Entendiendo que la sana crítica o prudente criterio, en la fundamentación de la resolución, interesa que el juzgador deba observar las reglas fundamentales de la lógica y la experiencia, concibiendo que esta fundamentación o motivación, básicamente consistirá en una operación racional fundada en la certeza, observando los principios lógicos supremos que gobiernan la elaboración de los juicios (conclusiones) y dan base cierta para determinar si son verdaderos o falsos, de tal manera que las leyes del pensamiento se presentaran como leyes necesarias, evidentes e indiscutibles a momento de analizar esas conclusiones, leyes que como es conocido en la doctrina, están gobernadas por los principios lógicos de identidad, contradicción, tercero excluido y razón suficiente.
Ahora bien el sistema de valoración de prueba legal o tasada, introducido como un freno o un obstáculo en la actividad valorativa del juez, supone que el propio ordenamiento jurídico establece en forma legal una serie de máximas, con arreglo a las cuales los hechos valen como probados con independencia del convencimiento del juez, siempre que se cumplan unos determinados requisitos o formas, o lo que es lo mismo, este sistema se caracteriza porque la ley indica, por anticipado, el valor o grado de eficacia que tiene cada medio probatorio, lo que implica que el juez no tiene libertad de apreciación, sino que, ante determinada prueba le deberá atribuir el valor o eficacia que indica la ley.
Siendo así que ante la impugnación de errónea valoración de la prueba (ya sea por error de hecho o por error de derecho) es decir, incorrecta aplicación de los anteriores criterios en la fundamentación de la Sentencia o Auto de Vista por el Juez o Tribunal de alzada, es este Tribunal Supremo el encargado de verificar si los argumentos y conclusiones de las resoluciones de instancia, reúnen los requisitos para ser considerados lógicos, esto es, que no contengan afirmaciones falsas, incoherentes o irracionales, lo que se podrá verificar, haciendo un análisis respecto de la valoración de la prueba, contrastando justamente con las señaladas leyes del pensamiento humano, luego, si este Tribunal encuentra que se ha quebrantado estas leyes, es decir existe errónea aplicación de la ley adjetiva o sustantiva en dicha apreciación, por inadecuada valoración de la prueba por parte del Juez o Tribunal de alzada, corresponde enmendar tal situación, ello en resguardo de los principios de unidad, comunidad, concentración, contradicción, verdad materia, entre otros, que son rectores del proceso civil y a los que están sometidas las pruebas, para el resultado final de resolución.

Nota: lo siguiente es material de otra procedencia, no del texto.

PR #98, opened 2023-08-10
Add io separate configs for exportation

ktsitsi:
This PR:

- Adds two separate config args for exportation in case the destination has other access credentials needs than the source.

### DIFF
--- a/tiledb/bioimg/converters/base.py
+++ b/tiledb/bioimg/converters/base.py
@@ -194,7 +194,8 @@ class ImageConverter:
         *,
         level_min: int = 0,
         attr: str = ATTR_NAME,
-        config: Union[tiledb.Config, Mapping[str, Any]] = None,
+        in_config: Union[tiledb.Config, Mapping[str, Any]] = None,
+        out_config: Union[tiledb.Config, Mapping[str, Any]] = None,
         scratch_space: str = DEFAULT_SCRATCH_SPACE,
         **writer_kwargs: Mapping[str, Any],
     ) -> Type[ImageConverter]:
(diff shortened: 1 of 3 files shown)


tiledb/bioimg/converters/base.py
```diff
@@ -194,7 +194,8 @@ def from_tiledb(
         *,
         level_min: int = 0,
         attr: str = ATTR_NAME,
-        config: Union[tiledb.Config, Mapping[str, Any]] = None,
+        in_config: Union[tiledb.Config, Mapping[str, Any]] = None,
```
Shelnutt2, line 197: We need to keep `config` for backwards comaptibility.

tiledb/bioimg/converters/base.py
```diff
@@ -205,51 +206,50 @@ def from_tiledb(
...
-                    writer.write_level_image(
-                        level_image,
-                        level_metadata,
-                    )
 
             if vfs_use:
                 # Flush to remote
                 with open(destination_uri, "rb") as data:
-                    vfs = tiledb.VFS()
+                    vfs = tiledb.VFS(config=output_config)
```
Shelnutt2, line 252: I think we need some condition to determine to use `output_config` or just `config`. If the user only pass `config` (deprecated but supported) won't we ignore it now?

ktsitsi: I see the following scenarios:
1. **The user uses an older version, where we do not support separate configuration for the exported path.** (👍 )
2. **The user uses the updated version, where he wants to export from remote source to local output path**, thus uses only `config` arg. The `vfs_use` is becoming `False` as the output path is local and the `destination_uri` gets the local value from here 
```python
destination_uri = (
            os.path.join(scratch_space, os.path.basename(out_uri_res))
            if vfs_use
            else out_uri_res
        )
```
and the writer following writes directly to this local output path. ( 👍 )
3. **The user wants to export to a remote and the source is also remote.** Then normally he should use one `config` for source and one `output_config` for the destination  if the configs are different, while also providing a remote `output_path`. The read will happen and the intermediate file will be stored in the `scratch space`, and now what happens next is upon us. In this implementation if the `output_config` is not given and as said the `output_path` is also remote we fail in the `vfs.open` where the `config=output_config=None` we will not be able to access the remote destination path due to missing credentials. Now the question in semantics is if we want to silently assign `config` to `output_config` if the latter is not defined as a default behaviour, thinking that the source and dest are under the same access credentials policy. (👍 )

III. 2. La comunidad de la prueba.
Con relación al principio de comunidad de la prueba, el Auto Supremo Nº 184/2015 de 11 de marzo, al referirse a los principios generales que rigen a las pruebas judiciales ha señalado que: “... ‘el principio de la unidad de la prueba’, que establece que el conjunto probatorio del proceso forma una unidad y como tal, debe ser examinado y merituado por el Órgano Jurisdiccional, confrontando las diversas pruebas, señalar sus concordancias, discordancias y concluir sobre el convencimiento global que se forme de ellas, es decir; que las pruebas deben ser apreciadas en forma conjunta de acuerdo al valor que les asigna la ley o a las reglas de la sana critica. ‘Principio de la comunidad de la prueba’, establece que la prueba no pertenece a quien la suministra, es inadmisible pretender que esta favorezca a la parte que la alega al proceso, una vez incorporada legalmente al proceso, debe tenérsela en cuenta para determinar la existencia o inexistencia del hecho sobre el cual versa, sea que resulte favorable a quien la propuso al adversario”.
III.3. Sobre los presupuestos de la usucapión decenal o extraordinaria.
La usucapión es un modo de adquirir la propiedad por haberla poseído durante el tiempo previsto y con apego a las condiciones determinadas por Ley, en general, sea que se trate de usucapión ordinaria o extraordinaria, tres son los presupuestos de este instituto, a saber: 1) un bien susceptible de ser usucapido; 2) la posesión; 3) transcurso de un plazo.